Foxglove in a Washington, D.C. garden
She came sailing in —
foxgloved murder digitalis
among shape-shifters in ash-colored silk
an Austen novel in her head
drysalter’s pharmacopœia of prurience
in everyone else’s closet Gothic
pawned in a room of Macbeths
unshriven, exhumed desire
— sailing in, lighting torches
blanketed fire,
lavender swan.
At d’Verse Sarah asked us to write a Quadrille of 44 words using the word "Ash." 
This is a reworking of an earlier poem.
Click on Mr.

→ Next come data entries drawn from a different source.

PR #3226, opened 2026-03-31
feat(authz): Namespaced policy in decisioning

elizabethhealy:
### Proposed Changes

This pull request introduces a namespaced policy evaluation model to the Policy Decision Point (PDP). The primary goal is to resolve ambiguities in access decisioning where action names might overlap across different namespaces. By threading a new `NamespacedPolicy` configuration through the PDP, the system can now enforce strict namespace equality for actions and subject mappings, ensuring a fail-closed and deterministic authorization process suitable for staged migration.

### Highlights

* **Namespaced Policy Enforcement**: Introduced a `NamespacedPolicy` feature flag to enforce strict namespace ownership in access decisioning, preventing cross-namespace action matches.
* **Deterministic Action Resolution**: Implemented namespace-aware action matching logic that resolves actions within specific evaluation contexts, with explicit identity precedence (ID > Name+Namespace > Name).
* **Subject Mapping Filtering**: Added logic to filter out unnamespaced subject mappings when the `NamespacedPolicy` mode is enabled.
* **Conflict Resolution**: Added defensive logic to `EvaluateSubjectMappingsWithActions` to handle and log action name collisions deterministically.

### Checklist

## Summary by CodeRabbit

* **New Features**
  * Add optional strict, namespace-aware authorization (EnforceNamespacedEntitlements) enforcing per-namespace action matching with ID → name+namespace → name precedence and fail-closed behavior.
* **Bug Fixes**
  * Deterministic deduplication of conflicting actions to avoid silent overwrites; direct entitlements are merged rather than replaced.
* **Documentation**
  * Added ADR and deployment template describing namespaced decisioning.
* **Tests**
  * Expanded unit and BDD tests covering namespaced decisioning scenarios and matching semantics.


service/authorization/v2/config.go
```diff
@@ -20,6 +20,9 @@ type Config struct {
 
 	// enable entity direct entitlements that do not require subject mappings
 	AllowDirectEntitlements bool `mapstructure:"allow_direct_entitlements" json:"allow_direct_entitlements" default:"false"`
+
+	// enforce strict namespaced policy evaluation behavior in access decisioning
+	NamespacedPolicy bool `mapstructure:"namespaced_policy" json:"namespaced_policy" default:"false"`
```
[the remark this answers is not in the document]
jakedoublev: Good question. In my mind, they are different settings (require administration of the policy constructs with namespaces, drive entitlement resolution via namespaces), but one feature: namespaced policy. Are there any global/temporary config locations for cross-cutting features like this, or temporary features?

service/internal/access/v2/evaluate.go
```diff
@@ -80,9 +81,28 @@ func getResourceDecision(
 		}
 		for _, aav := range regResValue.GetActionAttributeValues() {
 			aavAttrValueFQN := aav.GetAttributeValue().GetFqn()
+			// First, check whether the request action identity (id or name[/namespace])
+			// could match this AAV action at all. This lightweight pre-check is used to
+			// decide whether strict mode must fail closed when namespace context is
+			// missing for this candidate AAV.
+			matchesRequestIdentity := isRequestedActionMatch(ctx, l, action, "", aav.GetAction(), false)
```
jakedoublev: Nit: please name the empty string and the false boolean arguments for readability.

service/internal/subjectmappingbuiltin/subject_mapping_builtin_actions.go
```diff
@@ -71,10 +72,28 @@ func EvaluateSubjectMappingsWithActions(
...
+					// namespace consistency between subject mappings and referenced actions.
+					// This extra conflict check is defensive for unexpected or mixed legacy
+					// states in-memory; if encountered, keep deterministic behavior and log.
 					m := make(map[string]*policy.Action, len(actions))
 					for _, action := range actions {
-						m[strings.ToLower(action.GetName())] = action
+						key := strings.ToLower(action.GetName())
+						if existing, ok := m[key]; ok {
+							if actionsConflict(existing, action) {
+								slog.Warn(
```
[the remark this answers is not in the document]
elizabethhealy: so theres an import cycle  -- subjectmappingbuiltin -> logger -> logger/audit -> subjectmappingbuiltin -- so instead im just passing the service's slog.Logger

service/internal/access/v2/pdp.go
```diff
@@ -155,11 +171,20 @@ func NewPolicyDecisionPoint(
 				return nil, fmt.Errorf("invalid registered resource value: %w", err)
 			}
 
+			namespaceName := namespaceNameFromPolicyNamespace(rr.GetNamespace())
+
 			fullyQualifiedValue := identifier.FullyQualifiedRegisteredResourceValue{
```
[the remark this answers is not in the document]
elizabethhealy: 1. in that scenario we don’t reject the RR just because it’s unnamespaced.
Flow is: resolve the RR value FQN, evaluate each RR AAV, derive required namespace from the AAV’s attribute value context, in strict mode (EnforceNamespacedEntitlements=true), only allow AAV actions whose namespace matches that required namespace (otherwise fail/deny).
So enforcement is at the AAV/action matching layer, not an upfront “RR must be namespaced” check.
 
1A: EnforceNamespacedEntitlements=true + namespaced RR FQN request, flow is: resolve RR value by the namespaced RR FQN, evaluate RR AAVs for requested action, derive required namespace from each AAV’s attribute-value context, enforce strict namespace match for action evaluation per AAV, return permit/deny from those namespace-scoped results.
And since RR create/update already enforces AAV namespace consistency with the RR namespace, this path stays aligned.

2. assuming they've done the migration/pruning (and the old un-namespaced RRs no longer exist in the db)
Flow: request uses legacy/global RR FQN (https://reg_res/...), all RR data is now namespaced-only (https://<ns>/reg_res/...), lookup for legacy FQN won’t resolve a registered resource value, decision returns deny / not-found path (fail-closed), not permit fallback.

2A: if they havent pruned the un-namespaced RRs, then this behaves like 1.

3. If https://reg_res/example_rr_name/value/value does not exist in the db (ie migration/pruning has taken place) then fail/deny. If it does still exist in the db (no pruning yet) -- then we match the existing behavior -- PDP resolves RR value using legacy/global FQN key (https://reg_res/...) if present. AAV action matching is name-based legacy behavior (no strict namespace requirement). Rules evaluate as before; decision can permit/deny based on entitlement/rule match.
So: legacy RR requests continue to work in non-strict mode, assuming legacy RR entries exist in memory.

cshamrick (dismissed):

service/authorization/v2/config.go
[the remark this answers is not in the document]
jakedoublev: That sounds good to me. Make it easy on the customer and clear for us.

service/internal/access/v2/pdp.go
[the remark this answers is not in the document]
jakedoublev: Does the code get simpler or more complex if `EnforceNamespacedEntitlements=true` enforces namespaces on registered resources in decision requests as well?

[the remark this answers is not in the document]
elizabethhealy: after dicsussion -- we should enforce namespace requirement for RRs if flag on

service/internal/access/v2/evaluate.go
```diff
@@ -80,9 +95,28 @@ func getResourceDecision(
...
+			// This ensures that only attribute values from the correct namespace are considered in the evaluation.
+			if namespacedPolicy {
+				parsed, err := identifier.Parse[*identifier.FullyQualifiedAttribute](aavAttrValueFQN)
+				if err != nil {
+					return nil, fmt.Errorf("invalid attribute value FQN [%s]: %w", aavAttrValueFQN, ErrInvalidResource)
+				}
+				if parsed.Namespace != requiredNamespace {
+					return nil, fmt.Errorf("attribute value FQN [%s] namespace [%s] does not match RR namespace [%s]: %w", aavAttrValueFQN, parsed.Namespace, requiredNamespace, ErrInvalidResource)
+				}
+				// Since we dont have the ns id on the RR value, pull it from the attr val
```
jakedoublev: Did your RR query change in this PR provide it upstream, making this comment and logic outdated?

service/internal/access/v2/evaluate.go
```diff
@@ -414,3 +491,81 @@ func hierarchyRule(
...
+	// that identity constraint regardless of namespacedPolicy mode.
+	if requestNamespace := requestedAction.GetNamespace(); requestNamespace != nil && (requestNamespace.GetId() != "" || requestNamespace.GetFqn() != "") {
+		entitledNamespace := entitledAction.GetNamespace()
+		if entitledNamespace == nil {
+			l.TraceContext(ctx, "action match request namespace mismatch",
+				slog.String("requested_action_namespace_id", requestNamespace.GetId()),
+			)
+			return false
+		}
+		if requestNamespace.GetId() != "" && entitledNamespace.GetId() != requestNamespace.GetId() {
```
jakedoublev, line 494: Can you please describe the conditions that some of these more complex expressions represent?

```suggestion
        specifiedReqNamespaceDoesNotMatchEntitled := requestNamespace.GetId() != "" && entitledNamespace.GetId() != requestNamespace.GetId()
		if  specifiedReqNamespaceDoesNotMatchEntitled {
```

service/internal/access/v2/pdp.go
```diff
@@ -214,10 +272,26 @@ func (p *PolicyDecisionPoint) GetDecision(
 		for _, directEntitlement := range entityRepresentation.GetDirectEntitlements() {
 			fqn := directEntitlement.GetAttributeValueFqn()
 			actionNames := directEntitlement.GetActions()
+			// In strict namespaced-policy mode, direct-entitlement actions must carry
+			// the same namespace context as the entitled attribute value so they can
+			// satisfy namespace-aware action matching during rule evaluation.
+			var actionNamespace *policy.Namespace
```
jakedoublev, line 278: If the direct entitlement FQN is not found (which happens with some UUID scenarios today), we would not have any actions from either lookup map because the FQN wouldn't be a key. Instead of this logic, or perhaps in tandem to it, should we do either of these?

1. check the namespace of the direct entitlement FQN itself and use that for the entitled actions
2. expect that ERS set the direct entitlement action namespaces appropriately

We will always have the namespace name and FQN within the direct entitlement attr value FQN.

jakedoublev: If we rely on the name of the namespace for entitlement checks instead of ID, that can always be pulled off the FQN as self-encapsulated state.

service/policy/db/queries/registered_resources.sql
```diff
@@ -108,7 +108,10 @@ LEFT JOIN LATERAL (
         JSON_BUILD_OBJECT(
             'action', JSON_BUILD_OBJECT(
                 'id', a.id,
-                'name', a.name
+                'name', a.name,
+                'namespace', CASE WHEN a.namespace_id IS NULL THEN NULL
```
jakedoublev, line 112: Could you please add an integration test for this change in `service/integration/registered_resources_test.go`?

service/internal/access/v2/evaluate.go
```diff
@@ -247,11 +284,24 @@ func evaluateDefinition(
...
 func allOfRule(
-	_ context.Context,
-	_ *logger.Logger,
+	ctx context.Context,
+	l *logger.Logger,
+	entitlements subjectmappingbuiltin.AttributeValueFQNsToActions,
+	action *policy.Action,
+	resourceValueFQNs []string,
+) []EntitlementFailure {
+	// Legacy wrapper: evaluate without strict namespace constraints.
```
jakedoublev: Are we still calling `allOfRule` directly outside unit tests, or is this claude wanting to strictly avoid breaking changes?

service/internal/access/v2/evaluate.go
elizabethhealy: kind of, but we can pull it from the RR in the pdp code when we list and that will eliminate a lot of this logic

service/internal/access/v2/evaluate.go
elizabethhealy: theyre being used in some tests, but we can just update those call sites as well

service/internal/access/v2/pdp.go
jakedoublev: @elizabethhealy and I discussed and my concern was incorrect - the FQNs of direct entitlements are added to these lookup maps in preprocessing before we hit this point. However, this may not be needed if we reduce reliance on namespace IDs and use namespace names/FQNs throughout as a namespaced object should always have the namespace name/FQN available self-encapsulated within its own FQN.

service/internal/access/v2/evaluate.go
elizabethhealy: removed

service/internal/access/v2/evaluate.go
elizabethhealy: added comments above each of these explaining whats going on

service/authorization/v2/authorization.go
jakedoublev, line 169: merge conflict?

jakedoublev: Looks like some otel stuff got removed? https://github.com/opentdf/platform/pull/3226/changes/79e3a29312901528468d038e10666a5b24647a91

jakedoublev (approved):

Linky to read more.

The Accidental Rose

Seeing a rose, I once said that we stand out like that, red on green, and you reply, tongue-in-cheek, you mean like an ambulance at 3 AM in a Mississippi swamp and I shut up, crushed, like you’d said we were an accident that had been waiting to happen, as if crucial to finding the way is this: there is no beginning or end, just a screeching of brakes, a clang of metal, the jolting of bones, and then the long drawn out police report and insurance claims, a ledger of rights and wrongs, and the spindrift pages in the moonlit night where my heart spills and the nightingale vies with a shrike impaled on a thorny bush that ought to have a bloom, a rose, while someone, no one, looks for a medic to resuscitate the dead in an ambulance at 3 AM.


For Cee's FOTD 
and dVerse's Prosery where Merril asks us to use a line from a Jo Harjo poem, “Crucial to finding the way is this: there is no beginning or end,” to write a 144-word piece of prose. Click on Mr. Linky and join in!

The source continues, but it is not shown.